#### Try it:
In the records below, find each line holding the word "FilesSlice" and copy it.
Start of Data shown
PR #90, opened 2016-07-04
Less features

axet:
- Between application restarts torrent library should not run consistency checks on files, instead it should check one torrent added, and read runtime information from state file. This require additional Check() method accessed by user.

- Count network bytes for Client and Torrent objects, so UI can show bandwidth information.

- Better network management requires to control when torrent active or paused. And few methods for configure port's for UPNP.

### DIFF
--- a/global.go
+++ b/global.go
@@ -6,6 +6,10 @@ import (
 	"time"
 )
 
+var (
+	ExtendedHandshakeClientVersion = extendedHandshakeClientVersion
+)
+
 const (
 	pieceHash        = crypto.SHA1
 	maxRequests      = 250    // Maximum pending requests we allow peers to send us.
--- a/t.go
+++ b/t.go
@@ -4,9 +4,11 @@ import (
 	"fmt"
 	"strings"
 
+	"github.com/anacrolix/missinggo/bitmap"
 	"github.com/anacrolix/missinggo/pubsub"
 
 	"github.com/anacrolix/torrent/metainfo"
+	pp "github.com/anacrolix/torrent/peer_protocol"
 )
 
 // The torrent's infohash. This is fixed and cannot change. It uniquely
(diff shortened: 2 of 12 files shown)


torrent.go
```diff
@@ -37,6 +38,12 @@ type peersKey struct {
 	Port    int
 }
 
+type TorrentStats struct {
+	Downloaded int64
+	Uploaded   int64
+	PeersCount int
+}
```
anacrolix: Put the PEX and DHT stats here.

torrent.go
```diff
@@ -73,8 +80,18 @@ type Torrent struct {
...
 	// An announcer for each tracker URL.
 	trackerAnnouncers map[string]*trackerScraper
+
 	// How many times we've initiated a DHT announce.
 	numDHTAnnounces int
+	// how many peers we got, not sure if we have to use last value or increment
+	peersDHT int
+	// error message
+	errDHT string
+	// last call
```
anacrolix: Move these to the torrent stats

t.go
```diff
@@ -203,3 +218,157 @@ func (t *Torrent) AddTrackers(announceList [][]string) {
...
+				T.Peers = trackerScraper.peers
+				T.Err = trackerScraper.err
+				T.LastAnnounce = trackerScraper.lastAnnounce
+				T.NextAnnounce = trackerScraper.nextAnnounce
+			}
+			tt = append(tt, T)
+		}
+	}
+
+	tt = append(tt, Tracker{"DHT", t.peersDHT, t.errDHT, t.lastAnnounceDHT, 0})
```
anacrolix: These should be gotten from Torrent.Stats, rather than forcing them to fit into Tracker stats

global.go
```diff
@@ -36,7 +36,7 @@ const (
 	// http://www.bittorrent.org/beps/bep_0005.html
 	defaultExtensionBytes = "\x00\x00\x00\x00\x00\x10\x00\x01"
 
-	socketsPerTorrent     = 80
+	socketsPerTorrent     = 40
```
anacrolix: Make this configurable instead. Torrent.SetMaxConns.

t.go
axet: This is heavy operation. Do we need fill trackers into stat struct even if it not needed?

metainfo/metainfo.go
```diff
@@ -8,12 +8,24 @@ import (
...
 
 	"github.com/anacrolix/torrent/bencode"
 )
 
+type FilesSlice []FileInfo
+
+func (p FilesSlice) Len() int { return len(p) }
+func (p FilesSlice) Less(i, j int) bool {
+	pi := strings.Join(p[i].Path, string(filepath.Separator))
+	pj := strings.Join(p[j].Path, string(filepath.Separator))
```
anacrolix: Do you know if there's a specified sort order in any specification?

axet: I found sort algorithm in transmissionbt. And to make same files produce identical metainfo I add sort.

https://github.com/wereHamster/transmission/blob/master/libtransmission/makemeta.c

qsort -> builderFileCompare -> asc

anacrolix:
I'm nearly done making tracker status available in anacrolix:master. Do trackerScraper and announceRequestResult contain all the infos you'd need?

tracker_scraper.go
```diff
@@ -69,6 +73,7 @@ func (me *trackerScraper) announce() (ret trackerAnnounceResult) {
 		ret.Completed = time.Now()
 	}()
 	ret.Interval = 5 * time.Minute
+	ret.Err = nil
```
axet: @anacrolix check this line. important to clear error.

axet:
@anacrolix yes. I already rebased it. thanks!

axet:
Also I want to attract your attention to closed torrents. Regardless If they were closed (.Drop()) they will become active when .addPeer() will be called. Which can be called from may places halfopen connections, trackers, maybe more places ...

Easy to debug and of course easiest way to do so drop t.peers = nil and see what will happens.

I'm saying it because seems like you do not want merge this pull request which includes additional control over network torrents/client state.

anacrolix:
The PR is/was very large, and its difficult to reconcile the impact that lots of unrelated changes will have. I see you've recently removed the active torrent stuff, which is positive in my mind, I'd like to accept this PR if the start/stop stuff isn't included. If it's easier, perhaps make another PR containing the changes without the start/stop stuff (but definitely including the fixes for closed/dropped torrents), I expect we can get it merged with only a few small changes or clarifications.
End of Data shown
#### Your response:
+type FilesSlice []FileInfo
+func (p FilesSlice) Len() int { return len(p) }
+func (p FilesSlice) Less(i, j int) bool {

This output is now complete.